══ Source data ══
Issue #3405, opened 2022-03-29
New DB representation for data sources


leoyvens:
The DB storage of dynamic data sources needs to change to reflect that graph node is now multichain and to fullfill the requirements of file data sources.

Dynamic data sources are currently stored in `sugraphs.dynamic_ethereum_contract_data_source`. This proposes that each subgraph will gain a `sgd*.data_source` table under its own DB namespace. The proposed schema for this table is:

```sql
create table sgd*.data_sources$ (
      vid integer generated by default as identity primary key,
      block_range int4range not null,
      access_group integer generated by default as identity,
      manifest_idx integer not null,
      parent integer references sgd*.data_source,
      id bytea,
      param bytea,
      context jsonb,
  }
```

Each field is explained and justified below.  This is a good time to bikeshed on all of their names.

`vid`: Just a primary key, has no particular meaning.

`block_range`: The use of a block range is meant to allow an efficent implementation of data source removal, which is not currently a feature but quickly becomes necessary for use cars such as replacing the IPFS file associated with a user profile. Since we antecipate that the query "which data sources are live at this block" will be relevant, a range makes sense compared to separate start and end block fields.

`access_group` : Works as described [here](https://github.com/graphprotocol/graph-node/issues/3072#issuecomment-1058176460) in the 'data source indepedency' section. This will also be added to entity tables. We let the DB handle generating new access groups from a sequence when necessary, since these need not be deterministic.

`manifest_idx` : Serves the purposes that `name` currently serves, to look up the definition in the manifest. This more efficient representation stores the position in the manifest rather than the name.

`id`: An optional user given id, in case the user needs to refer to a specfic data source after creation, such as for removal.

`param`: The stored representation of the `params` argument [passed on creation](https://github.com/graphprotocol/graph-ts/blob/b7a90e10d553d45d242bf87e75c2f798be65a5c3/common/datasource.ts#L10). Examples of stored data: Address for Ethereum, account id for near, file CID for file data sources. A `bytea` representation is optimal for current uses, and we can always add a `jsonb` alternative if required in the future.

`context`: Optional data soure context, as it exists today.

`parent`: The data source which triggered the craetion of this data source. Tracking parent-child wil relationships will likely be required for features such as ipfs data sources created from other data sources. It's assumed in this design that each data source has a single parent.

Unblocks:
#3072
#3202

Ping @lutter @maoueh for review.

leoyvens:
[...]

PR #3505, opened 2022-04-27
store: alter deployment_schemas.version column to int

leoyvens:
The plan is to use this column to control migrations such as the one to a dedicated data source table described in #3405.

This changes that column to be an integer rather than an enum, so we don't need to add a DB enum variant on each new version.

### DIFF
--- a/graph/src/components/store/err.rs
+++ b/graph/src/components/store/err.rs
@@ -1,9 +1,8 @@
+use super::{BlockNumber, DeploymentHash, DeploymentSchemaVersion};
+use crate::prelude::QueryExecutionError;
 use anyhow::{anyhow, Error};
 use thiserror::Error;
 use tokio::task::JoinError;
-
-use super::{BlockNumber, DeploymentHash};
-use crate::prelude::QueryExecutionError;
 
 #[derive(Error, Debug)]
 pub enum StoreError {
@@ -51,7 +50,9 @@ pub enum StoreError {
     #[error("panic in subgraph writer: {0}")]
     WriterPanic(JoinError),
     #[error(
-        "found deployment schema version {0} which is not supported. Did you downgrade Graph Node?"
+        "found schema version {0} but this graph node only supports versions up to {}. \
+         Did you downgrade Graph Node?",
+        DeploymentSchemaVersion::LATEST
     )]
     UnsupportedDeploymentSchemaVersion(i32),
 }
--- a/graph/src/components/store/err.rs
+++ b/graph/src/components/store/err.rs
@@ -50,6 +50,10 @@ pub enum StoreError {
     Poisoned,
     #[error("panic in subgraph writer: {0}")]
     WriterPanic(JoinError),
+    #[error(
+        "found deployment schema version {0} which is not supported. Did you downgrade Graph Node?"
+    )]
+    UnsupportedDeploymentSchemaVersion(i32),
 }
 
 // Convenience to report a constraint violation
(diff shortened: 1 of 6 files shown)


store/postgres/migrations/2022-04-26-125552_alter_deployment_schemas_version/up.sql
```diff
@@ -0,0 +1,62 @@
...
+--  Some views are recreated because they depend on the altered column.
+
+-- This is left for the fdw logic which runs after migrations to recreate.
+drop schema if exists primary_public cascade;
+
+drop view if exists info.subgraph_info;
+drop view if exists info.all_sizes;
+drop materialized view if exists info.subgraph_sizes;
+
+alter table if exists deployment_schemas alter version type integer using 0;
```
lutter, line 11: I wouldn't say `if exists` here - if that table doesn't exist something is seriously wrong, and we should fail the migration.

store/postgres/src/primary.rs
```diff
@@ -114,14 +114,30 @@ table! {
...
-/// will result in an error.
-#[derive(DbEnum, Debug, Clone, Copy)]
+/// This versions changes to the storage schema of deployments.
+#[derive(Copy, Clone, Debug, PartialEq, Eq, PartialOrd, Ord)]
 pub enum DeploymentSchemaVersion {
-    Split,
-    Relational,
+    /// Baseline version, in which:
+    /// - A relational schema is used.
+    /// - Each deployment has its own namespaces for entity tables.
```
lutter, line 122: typo: 'namespace'

store/postgres/src/primary.rs
```diff
@@ -1116,7 +1131,13 @@ impl<'a> Connection<'a> {
             return Ok(site);
         }
 
-        self.create_site(shard, src.deployment.clone(), src.network.clone(), false)
+        self.create_site(
+            shard,
+            src.deployment.clone(),
+            src.network.clone(),
+            src.schema_version,
```
lutter, line 1138: This will be an important detail when we have more than one schema version: will copying create a deployment using the source's schema version or the latest version? My gut feeling is that it should always be the latest version, in which case `create_site` shouldn't take this as an argument and always use `CURRENT` for the new site.

store/postgres/src/primary.rs
```diff
@@ -114,14 +114,30 @@ table! {
     }
 }
 
-/// We used to support different layout schemes. The old 'Split' scheme
-/// which used JSONB layout has been removed, and we will only deal
-/// with relational layout. Trying to do anything with a 'Split' subgraph
-/// will result in an error.
-#[derive(DbEnum, Debug, Clone, Copy)]
+/// This versions changes to the storage schema of deployments.
```
lutter, line 117: I don't understand this sentence

leoyvens:
Thanks for the review, I've addressed the comments and renamed `CURRENT` to `LATEST`, to better reflect that we intend to support multiple schema versions.

graph/src/components/store/err.rs
```diff
@@ -50,6 +50,10 @@ pub enum StoreError {
     Poisoned,
     #[error("panic in subgraph writer: {0}")]
     WriterPanic(JoinError),
+    #[error(
+        "found deployment schema version {0} which is not supported. Did you downgrade Graph Node?"
+    )]
+    UnsupportedDeploymentSchemaVersion(i32),
```
lutter, line 56: It might be friendlier if the error message was 
```
deployment '{Qm..}'({sgd123}) uses schema version {N} but this graph-node only supports versions up to {M}. Did you downgrade graph-node?
```

lutter (approved):

graph/src/components/store/err.rs
leoyvens: I've improved this to show the max version, the deployment id will hopefully show up in the log or higher up in the error context. This required moving `DeploymentSchemaVersion` to the `graph` crate, but that was likely to be required eventually anyways.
═══
Start to finish, output the whole listing exactly.

● **Answer area**
Issue #3405, opened 2022-03-29
New DB representation for data sources


leoyvens:
The DB storage of dynamic data sources needs to change to reflect that graph node is now multichain and to fullfill the requirements of file data sources.

Dynamic data sources are currently stored in `sugraphs.dynamic_ethereum_contract_data_source`. This proposes that each subgraph will gain a `sgd*.data_source` table under its own DB namespace. The proposed schema for this table is:

```sql
create table sgd*.data_sources$ (
      vid integer generated by default as identity primary key,
      block_range int4range not null,
      access_group integer generated by default as identity,
      manifest_idx integer not null,
      parent integer references sgd*.data_source,
      id bytea,
      param bytea,
      context jsonb,
  }
```

Each field is explained and justified below.  This is a good time to bikeshed on all of their names.

`vid`: Just a primary key, has no particular meaning.

`block_range`: The use of a block range is meant to allow an efficent implementation of data source removal, which is not currently a feature but quickly becomes necessary for use cars such as replacing the IPFS file associated with a user profile. Since we antecipate that the query "which data sources are live at this block" will be relevant, a range makes sense compared to separate start and end block fields.

`access_group` : Works as described [here](https://github.com/graphprotocol/graph-node/issues/3072#issuecomment-1058176460) in the 'data source indepedency' section. This will also be added to entity tables. We let the DB handle generating new access groups from a sequence when necessary, since these need not be deterministic.

`manifest_idx` : Serves the purposes that `name` currently serves, to look up the definition in the manifest. This more efficient representation stores the position in the manifest rather than the name.

`id`: An optional user given id, in case the user needs to refer to a specfic data source after creation, such as for removal.

`param`: The stored representation of the `params` argument [passed on creation](https://github.com/graphprotocol/graph-ts/blob/b7a90e10d553d45d242bf87e75c2f798be65a5c3/common/datasource.ts#L10). Examples of stored data: Address for Ethereum, account id for near, file CID for file data sources. A `bytea` representation is optimal for current uses, and we can always add a `jsonb` alternative if required in the future.

`context`: Optional data soure context, as it exists today.

`parent`: The data source which triggered the craetion of this data source. Tracking parent-child wil relationships will likely be required for features such as ipfs data sources created from other data sources. It's assumed in this design that each data source has a single parent.

Unblocks:
#3072
#3202

Ping @lutter @maoueh for review.

leoyvens:
[...]

PR #3505, opened 2022-04-27
store: alter deployment_schemas.version column to int

leoyvens:
The plan is to use this column to control migrations such as the one to a dedicated data source table described in #3405.

This changes that column to be an integer rather than an enum, so we don't need to add a DB enum variant on each new version.

### DIFF
--- a/graph/src/components/store/err.rs
+++ b/graph/src/components/store/err.rs
@@ -1,9 +1,8 @@
+use super::{BlockNumber, DeploymentHash, DeploymentSchemaVersion};
+use crate::prelude::QueryExecutionError;
 use anyhow::{anyhow, Error};
 use thiserror::Error;
 use tokio::task::JoinError;
-
-use super::{BlockNumber, DeploymentHash};
-use crate::prelude::QueryExecutionError;
 
 #[derive(Error, Debug)]
 pub enum StoreError {
@@ -51,7 +50,9 @@ pub enum StoreError {
     #[error("panic in subgraph writer: {0}")]
     WriterPanic(JoinError),
     #[error(
-        "found deployment schema version {0} which is not supported. Did you downgrade Graph Node?"
+        "found schema version {0} but this graph node only supports versions up to {}. \
+         Did you downgrade Graph Node?",
+        DeploymentSchemaVersion::LATEST
     )]
     UnsupportedDeploymentSchemaVersion(i32),
 }
--- a/graph/src/components/store/err.rs
+++ b/graph/src/components/store/err.rs
@@ -50,6 +50,10 @@ pub enum StoreError {
     Poisoned,
     #[error("panic in subgraph writer: {0}")]
     WriterPanic(JoinError),
+    #[error(
+        "found deployment schema version {0} which is not supported. Did you downgrade Graph Node?"
+    )]
+    UnsupportedDeploymentSchemaVersion(i32),
 }
 
 // Convenience to report a constraint violation
(diff shortened: 1 of 6 files shown)


store/postgres/migrations/2022-04-26-125552_alter_deployment_schemas_version/up.sql
```diff
@@ -0,0 +1,62 @@
...
+--  Some views are recreated because they depend on the altered column.
+
+-- This is left for the fdw logic which runs after migrations to recreate.
+drop schema if exists primary_public cascade;
+
+drop view if exists info.subgraph_info;
+drop view if exists info.all_sizes;
+drop materialized view if exists info.subgraph_sizes;
+
+alter table if exists deployment_schemas alter version type integer using 0;
```
lutter, line 11: I wouldn't say `if exists` here - if that table doesn't exist something is seriously wrong, and we should fail the migration.

store/postgres/src/primary.rs
```diff
@@ -114,14 +114,30 @@ table! {
...
-/// will result in an error.
-#[derive(DbEnum, Debug, Clone, Copy)]
+/// This versions changes to the storage schema of deployments.
+#[derive(Copy, Clone, Debug, PartialEq, Eq, PartialOrd, Ord)]
 pub enum DeploymentSchemaVersion {
-    Split,
-    Relational,
+    /// Baseline version, in which:
+    /// - A relational schema is used.
+    /// - Each deployment has its own namespaces for entity tables.
```
lutter, line 122: typo: 'namespace'

store/postgres/src/primary.rs
```diff
@@ -1116,7 +1131,13 @@ impl<'a> Connection<'a> {
             return Ok(site);
         }
 
-        self.create_site(shard, src.deployment.clone(), src.network.clone(), false)
+        self.create_site(
+            shard,
+            src.deployment.clone(),
+            src.network.clone(),
+            src.schema_version,
```
lutter, line 1138: This will be an important detail when we have more than one schema version: will copying create a deployment using the source's schema version or the latest version? My gut feeling is that it should always be the latest version, in which case `create_site` shouldn't take this as an argument and always use `CURRENT` for the new site.

store/postgres/src/primary.rs
```diff
@@ -114,14 +114,30 @@ table! {
     }
 }
 
-/// We used to support different layout schemes. The old 'Split' scheme
-/// which used JSONB layout has been removed, and we will only deal
-/// with relational layout. Trying to do anything with a 'Split' subgraph
-/// will result in an error.
-#[derive(DbEnum, Debug, Clone, Copy)]
+/// This versions changes to the storage schema of deployments.
```
lutter, line 117: I don't understand this sentence

leoyvens:
Thanks for the review, I've addressed the comments and renamed `CURRENT` to `LATEST`, to better reflect that we intend to support multiple schema versions.

graph/src/components/store/err.rs
```diff
@@ -50,6 +50,10 @@ pub enum StoreError {
     Poisoned,
     #[error("panic in subgraph writer: {0}")]
     WriterPanic(JoinError),
+    #[error(
+        "found deployment schema version {0} which is not supported. Did you downgrade Graph Node?"
+    )]
+    UnsupportedDeploymentSchemaVersion(i32),
```
lutter, line 56: It might be friendlier if the error message was 
```
deployment '{Qm..}'({sgd123}) uses schema version {N} but this graph-node only supports versions up to {M}. Did you downgrade graph-node?
```

lutter (approved):

graph/src/components/store/err.rs
leoyvens: I've improved this to show the max version, the deployment id will hopefully show up in the log or higher up in the error context. This required moving `DeploymentSchemaVersion` to the `graph` crate, but that was likely to be required eventually anyways.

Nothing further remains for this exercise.